* What you need to do:
For the records below, print every one exactly, with nothing dropped.

* Record set:
PR #398, opened 2023-08-04
feat: remove redis for exchange position tracking

bodymindarts:


ledger/src/lib.rs
```diff
@@ -67,6 +72,84 @@ impl Ledger {
...
+        exchange_position_id: uuid::Uuid,
+        exchange_id: String,
+        instrument_id: String,
+    ) -> Result<(), LedgerError> {
+        let current_balance = self
+            .balances()
+            .exchange_position_account_balance(exchange_position_id)
+            .await?
+            .map(|b| b.settled())
+            .unwrap_or(rust_decimal::Decimal::ZERO);
```
thevaibhav-dixit, line 89: should we return an error here? if the option is None or does the unwrap_or pattern is fine?

ledger/src/balances.rs
```diff
@@ -34,20 +34,36 @@ impl<'a> Balances<'a> {
...
+
+    pub async fn exchange_position_account_balance(
+        &self,
+        exchange_position_id: impl Into<LedgerAccountId> + std::fmt::Debug,
+    ) -> Result<Option<AccountBalance>, LedgerError> {
+        self.get_ledger_account_balance(HEDGING_JOURNAL_ID, exchange_position_id, self.usd)
+            .await
+    }
+
+    pub async fn hedge_position_omnibus_account_balance(
```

* Response to the task:
PR #398, opened 2023-08-04
feat: remove redis for exchange position tracking

bodymindarts:


ledger/src/lib.rs
```diff
@@ -67,6 +72,84 @@ impl Ledger {
...
+        exchange_position_id: uuid::Uuid,
+        exchange_id: String,
+        instrument_id: String,
+    ) -> Result<(), LedgerError> {
+        let current_balance = self
+            .balances()
+            .exchange_position_account_balance(exchange_position_id)
+            .await?
+            .map(|b| b.settled())
+            .unwrap_or(rust_decimal::Decimal::ZERO);
```
thevaibhav-dixit, line 89: should we return an error here? if the option is None or does the unwrap_or pattern is fine?

ledger/src/balances.rs
```diff
@@ -34,20 +34,36 @@ impl<'a> Balances<'a> {
...
+
+    pub async fn exchange_position_account_balance(
+        &self,
+        exchange_position_id: impl Into<LedgerAccountId> + std::fmt::Debug,
+    ) -> Result<Option<AccountBalance>, LedgerError> {
+        self.get_ledger_account_balance(HEDGING_JOURNAL_ID, exchange_position_id, self.usd)
+            .await
+    }
+
+    pub async fn hedge_position_omnibus_account_balance(
```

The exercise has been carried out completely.